Orolorn Aielesse

Khaine

Design Lead & SDM
Original poster
Staff member
Jul 13, 2020
23
25
13
Reverie

Always they faded away. Every turbulent emotion, every churning, roiling thought that had bubbled to the surface of his mind and spilled over and tainted his every action hence. Always, beneath the bountiful stars that twinkled peacefully in the vast veil of night above. Always, every eve, when he looked up and committed them to memory. Always when he closed his eyes, and still saw them in his reverie. It all just.. melted away.
And then the next day came.

“What do you want, Cinaed? You’re not quiet enough to sneak up on me,” he rumbled a little more gruffly than he intended, opening his eyes to slits to ease the morning light in. Turning his head, he hoped he’d soften his words by giving the old druid a warm smile.
“Nyrie was worried aboot ye,” the man spoke up; it was a calm, lilting voice, but in his advanced age it rattled like a barrel full of pebbles. “Ye’ve been taken tae goin’ out too oft a’late, Oro.”

“Well..” with an exasperated sigh, he reached to the earth and slid his fingers about the haft of the spear he’d stabbed into the ground the night before, smoothly rising to his feet. There was a comfort in gripping the weapon that surprised him. Tethir felt more dangerous of late, and he still didn’t know why.
“I am fine,” he said, with the mischievous edge of one placating their overly worried parent, “and still entirely in one piece, as you can see.”

The smile wasn’t returned, though Cinaed’s weathered face softened. Somehow, they’d developed this almost father-son relationship in but a scant few years of knowing one another. And despite Orolorn likely having passed though twice the amount of seasons the aged human had, he somehow felt the junior. They were a curious lot.
“Cannae say yer foolin’ me this time, Oro. ‘Tis yer People that fret fierce o’er ye. What’s the matter?” waddling forward with his crooked wooden staff, Cinaed folded his robes about himself more tightly against the chill breeze. The wood elf found himself regarding the liver spots on the old man’s wrinkled forehead, like ink stains on tattered old parchment.
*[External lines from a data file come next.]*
PR #1261, opened 2024-12-17
Rmt cleanup old metadata

paragjain0910:
## Description

This task is for cleaning up old metadata files after repository updates in the CDN.

https://trello.com/c/SznwZfr3/3662-l3-regression-rmt-doesnt-clean-up-metadata

## How to test ( locally )

```
1) Enable a repository using the command:  ` rmt-cli repos enable <repo-id>`
2) Run the mirror command:  ` rmt-cli mirror`
3) Rename any metadata file in the repodata directory (e.g., rmt/public/repo/SUSE/Products/SLE-Product-SLES/15-SP6/ppc64le/product/repodata).
4) Run the mirror command again: `   rmt-cli mirror`

Check whether it will remove the renamed metadata file from the repodata directory and download the updated one from the CDN.
```
## Change Type

- [* ] **Bug Fix** (a non-breaking change which fixes an issue)

### DIFF
--- a/lib/rmt/mirror/base.rb
+++ b/lib/rmt/mirror/base.rb
@@ -155,9 +155,9 @@ class RMT::Mirror::Base
     logger.debug("Can not remove stale metadata directory: #{e}")
   end
 
-  def move_files(glob:, destination:)
+  def move_files(glob:, destination:, clean_before: true)
     FileUtils.mkpath(destination) unless Dir.exist?(destination)
-    FileUtils.rm_rf(Dir.glob(File.join(destination, '*')))
+    FileUtils.rm_rf(Dir.glob(File.join(destination, '*'))) if clean_before
     FileUtils.mv(Dir.glob(glob), destination, force: true)
   rescue StandardError => e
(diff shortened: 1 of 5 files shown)


lib/rmt/mirror/base.rb
```diff
@@ -157,6 +157,7 @@ def cleanup_stale_metadata
 
   def move_files(glob:, destination:)
     FileUtils.mkpath(destination) unless Dir.exist?(destination)
+    FileUtils.rm_rf(Dir.glob(File.join(destination, '*')))
```
felixsch, line 160: Can we make this a conditional `clean_before`, so when running we need to set it explicitly. This would make the behavior clear, that the directory gets cleaned before moving.

paragjain0910: added the conditional parameter clean_before with default value to true.

Adnilson (approved):

felixsch (approved):
lgtm :+1:

**How I reviewed this pull request:**

- Checked for changes I want to suggest
- Ran the branch and mirrored repository:
  - Renamed a file to simulate updated metadata
  - Checked the files get cleaned
  - Remirrored and checked again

He knew what it meant, and a sudden but deep pang of sadness knifed at his heart and stirred his feet to approach.

“There’s no need for fretting,” the wood elf lied as he put a reassuring hand on the old man’s shoulder and gave it a gentle squeeze, felt too little skin stretched over too much bone beneath the thickly quilted robe. It would have made him wince if he wasn’t half expecting it. He’d watched Cinaed deteriorate quickly over the previous few winters. He didn’t know if the man had some illness or whether that was just what happened to humanfolk. Either way, it made his heart ache.
“I’m blessed by soil, stone, tree and wind, Cinaed. This is my home, and it embraces me as brother and keeper. Its boughs are my shelter, its roots are my ancestors. I am safe. Trust me.”

“Yer lost ones thought th’ same,” it was a simple statement from the elder, spoken softly. But as gently as they were delivered, those few words struck the elf harder than any slap across the face. Wizened fingers, gnarled and grooved as ancient oak, rose to touch him tenderly on the cheek, as if to soothe the sting of that reminder. “Please, lad. I knae the land loves ye, but ye cannae even tell why yer oot here, can ye? Come home t’ yer fam’ly,” it almost sounded pleading, laced right through with stress. “Jus’ fer a wee while.”

Orolorn felt his thumb idly fidget over the ashwood spear he yet gripped, tentative. Why was the old man so fearful? And why was he so reticent to go home? He felt drawn away, inexplicably, didn’t he? It was a calling, as birds to morning song, and he felt after each restful trance that the pull of it was so much stronger. Right then, it almost physically pained him to even consider heading back.
But Cinaed’s eyes were near welling with tears, it seemed. Could he sense something? Did he know something? Orolorn was sure of himself, sure of his safety, but it didn’t matter. The look in the druid’s eyes reminded him of what his people had lost, and what he had lost. It was an almost perfect replica of a look Nyrie had given him in fateful years past. Haunted by something they had never thought would come to be. That this old human cared so much...

No, he decided. Whatever destiny called him, it would have to wait. “Alright,” he finally conceded, the word little more than a breath, and slid his arm around the man’s narrow shoulders. “We’ll head home, you and I, old oak,” he said, and then with a sly smile he added: “before your root freezes off.”

Those slender shoulders heaved under the elf’s arm as Cinaed drew a great breath of relief, and his deep-lined face stretched with a grateful grin as they began ambling off together, slow and steady - for his sake. “Thank ye, lad. Thank ye.”